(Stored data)
•••

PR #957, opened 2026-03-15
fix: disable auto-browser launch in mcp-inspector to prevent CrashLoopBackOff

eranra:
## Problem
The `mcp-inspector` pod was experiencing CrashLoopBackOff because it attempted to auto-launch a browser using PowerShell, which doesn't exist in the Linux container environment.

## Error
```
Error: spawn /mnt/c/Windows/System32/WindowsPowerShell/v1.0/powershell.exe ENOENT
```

•••

* **PROBLEM TO SOLVE**: Where does the word "inspector" occur in the records? Return every line that holds it.

* **RESULT OF THE EXERCISE**:
fix: disable auto-browser launch in mcp-inspector to prevent CrashLoopBackOff
The `mcp-inspector` pod was experiencing CrashLoopBackOff because it attempted to auto-launch a browser using PowerShell, which doesn't exist in the Linux container environment.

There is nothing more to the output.